• _About this exercise_:
The answer must be every line from the entries below that contains "fate".

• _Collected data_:
PR #1263, opened 2019-11-26
Remove no longer used getDetectedFileTypes

tgodzik:
Since https://github.com/JetBrains/intellij-community/commit/e9cd494b63ed53dc6cb4e9a81140431a49cd469c#diff-a2590eb4630da07c27f3010a7688c35b `getDetectedFileTypes` method in `FileTypeDetector`
is no longer being used. 

Despite that fact people might still try to implement it for their own FileTypeDetectors, which will be a waste of time and might lead to potential confusion when changes to the method are not reflected in how the plugins function. I think it's better to be completely explicit about the method removal.

This is just a proposal, so let me know what you think! This will cause compilation errors in plugins implementing the method, but I view it as better than just ignoring the method altogether.

This came up when investigating an issue in the pants intellij plugin: https://github.com/pantsbuild/intellij-pants-plugin/issues/431

### DIFF
--- a/platform/platform-impl/src/com/intellij/openapi/fileTypes/impl/HashBangFileTypeDetector.kt
+++ b/platform/platform-impl/src/com/intellij/openapi/fileTypes/impl/HashBangFileTypeDetector.kt
@@ -31,4 +31,5 @@ open class HashBangFileTypeDetector @JvmOverloads constructor(
   }
 
   override fun getVersion() = _version
+
 }


klikh:

tgodzik:

Hi! I did submit it, but let me know if I mixed something up.

klikh:
Yep, I've found it now. Thanks.

donnerpeter:
Thanks for spotting the unused code that I missed! The fate of that change isn't fully decided yet, so I'd wait a bit with removing API that plugins implement and introducing source-level incompatibilities.

tgodzik:
> Thanks for spotting the unused code that I missed! The fate of that change isn't fully decided yet, so I'd wait a bit with removing API that plugins implement and introducing source-level incompatibilities.

Sure, I was just thinking that if we indeed go this way and that method is not used it would better to let know plugin authors by having it break existing plugins or at least deprecating the method.

tgodzik:
@donnerpeter I case you decide to stay with `getDetectedFileTypes` what would be a suggested way to implement `FileType` for files without extension for example Pants build tool? Pants define targets by creating `BUILD` files which contain python syntax for defining the target.

tgodzik:
@donnerpeter I see that the method is deprecated now and the code is remove. Thanks for the help!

• _Response_:
Thanks for spotting the unused code that I missed! The fate of that change isn't fully decided yet, so I'd wait a bit with removing API that plugins implement and introducing source-level incompatibilities.
> Thanks for spotting the unused code that I missed! The fate of that change isn't fully decided yet, so I'd wait a bit with removing API that plugins implement and introducing source-level incompatibilities.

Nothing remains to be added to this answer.